**** SOURCE RECORDS

PR #152, opened 2018-06-29
allow CMD on images to be overriden

fabiokung:
### Description of the Change

The control plane will set the new `Process` field for jobs that specify a custom command. The new (array) entrypoint and command follow the same rules as Docker.

The old flat string entrypoint has precedence, to allow for a smooth transition without breaking existing jobs. The rollout plan described at Netflix/titus-api-definitions#52


executor/runtime/types/types_test.go
```diff
@@ -23,10 +27,71 @@ func TestEntrypointParse(t *testing.T) {
...
+			TitusInfo: &titus.ContainerInfo{
+				Process: &titus.ContainerInfo_Process{
+					Entrypoint: entrypoint,
+					Command:    []string{"sleep", "1"},
+				},
+			},
+		}
+
+		entrypoint, cmd, err := c.Process()
+		if err != nil {
```
sargun: `require.NoError(err)`?

executor/runtime/types/types_test.go
```diff
@@ -23,10 +27,71 @@ func TestEntrypointParse(t *testing.T) {
...
+	assert.Len(t, cmd, 0)
+}
+
+func TestDefaultIsNil(t *testing.T) {
+	c := Container{
+		TitusInfo: &titus.ContainerInfo{},
+	}
+
+	entrypoint, cmd, err := c.Process()
+	if err != nil {
```
sargun: `require.NoError`

hack/test-images/shell-entrypoint/Dockerfile
```diff
@@ -0,0 +1,4 @@
+FROM ubuntu:xenial
```
sargun: Please add instructions to build this in the .circle config.

.gitignore
```diff
@@ -94,5 +94,5 @@ checkstyle-result.xml
 # unignore directories named titus-executor
 !*/titus-executor/
 
-test-standalone.log
```
sargun: Why did you remove these two?

hack/test-images/shell-entrypoint/Dockerfile
sargun: Err, call the build command

.gitignore
fabiokung: the IDE told me to, since there's another rule for `*.log`

executor/runtime/types/types_test.go
fabiokung: no other tests here are using that lib. I'd personally rather not to, unless you feel strongly about it.

.gitignore
sargun: neat.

********

**WORK TO COMPLETE:**
An exact copy of every record is needed, so retype them all.

**REPLY TO THE EXERCISE:**
PR #152, opened 2018-06-29
allow CMD on images to be overriden

fabiokung:
### Description of the Change

The control plane will set the new `Process` field for jobs that specify a custom command. The new (array) entrypoint and command follow the same rules as Docker.

The old flat string entrypoint has precedence, to allow for a smooth transition without breaking existing jobs. The rollout plan described at Netflix/titus-api-definitions#52


executor/runtime/types/types_test.go
```diff
@@ -23,10 +27,71 @@ func TestEntrypointParse(t *testing.T) {
...
+			TitusInfo: &titus.ContainerInfo{
+				Process: &titus.ContainerInfo_Process{
+					Entrypoint: entrypoint,
+					Command:    []string{"sleep", "1"},
+				},
+			},
+		}
+
+		entrypoint, cmd, err := c.Process()
+		if err != nil {
```
sargun: `require.NoError(err)`?

executor/runtime/types/types_test.go
```diff
@@ -23,10 +27,71 @@ func TestEntrypointParse(t *testing.T) {
...
+	assert.Len(t, cmd, 0)
+}
+
+func TestDefaultIsNil(t *testing.T) {
+	c := Container{
+		TitusInfo: &titus.ContainerInfo{},
+	}
+
+	entrypoint, cmd, err := c.Process()
+	if err != nil {
```
sargun: `require.NoError`

hack/test-images/shell-entrypoint/Dockerfile
```diff
@@ -0,0 +1,4 @@
+FROM ubuntu:xenial
```
sargun: Please add instructions to build this in the .circle config.

.gitignore
```diff
@@ -94,5 +94,5 @@ checkstyle-result.xml
 # unignore directories named titus-executor
 !*/titus-executor/
 
-test-standalone.log
```
sargun: Why did you remove these two?

hack/test-images/shell-entrypoint/Dockerfile
sargun: Err, call the build command

.gitignore
fabiokung: the IDE told me to, since there's another rule for `*.log`

executor/runtime/types/types_test.go
fabiokung: no other tests here are using that lib. I'd personally rather not to, unless you feel strongly about it.

.gitignore
sargun: neat.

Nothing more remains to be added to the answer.